What you have to do: Only the lines containing "inputImgSize" belong in the answer; find them in the material below.

Data provided:
PR #916, opened 2016-12-23
Added Torch ENet support

arrybn:
### This pullrequest changes

Added loading Torch ENet model: changed Torch models reader and added all necessary layers

### DIFF
--- a/modules/dnn/samples/torch_enet.cpp
+++ b/modules/dnn/samples/torch_enet.cpp
@@ -1,0 +1,176 @@
+/*
+Sample of using OpenCV dnn module with Torch ENet model.
+*/
+
+#include <opencv2/dnn.hpp>
+#include <opencv2/imgproc.hpp>
+#include <opencv2/highgui.hpp>
+using namespace cv;
+using namespace cv::dnn;
+
+#include <fstream>
+#include <iostream>
+#include <cstdlib>
+#include <sstream>
+using namespace std;
+
+const String keys =
+        "{help h    || Sample app for loading ENet Torch model. "
+                       "The model and class names list can be downloaded here: "
+                       "https://www.dropbox.com/sh/dywzk3gyb12hpe5/AAD5YkUa8XgMpHs2gCRgmCVCa }"
+        "{model m   || path to Torch .net model file (model_best.net) }"
+        "{image i   || path to image file }"
+        "{i_blob    | .0 | input blob name) }"
+        "{o_blob    || output blob name) }"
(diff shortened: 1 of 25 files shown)


modules/dnn/samples/torch_enet.cpp
```diff
@@ -0,0 +1,185 @@
+// This file is part of OpenCV project.
+// It is subject to the license terms in the LICENSE file found in the top-level directory
+// of this distribution and at http://opencv.org/license.html.
```
alalek: Usually we don't put license header into sample files.

modules/dnn/samples/torch_enet.cpp
```diff
@@ -0,0 +1,185 @@
...
+
+    if (inputImgSize != img.size())
+        resize(img, img, inputImgSize);       //Resize image to input size
+
+    if(img.channels() == 3)
+        cv::cvtColor(img, img, cv::COLOR_BGR2RGB);
+
+    img.convertTo(img, CV_32F);
+
+    img /= 255;
```
alalek: Merge into single line:
```
img.convertTo(img, CV_32F, 1/255.0);
```

modules/dnn/src/layers/batch_norm_layer.hpp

Exercise response:
+    if (inputImgSize != img.size())
+        resize(img, img, inputImgSize);       //Resize image to input size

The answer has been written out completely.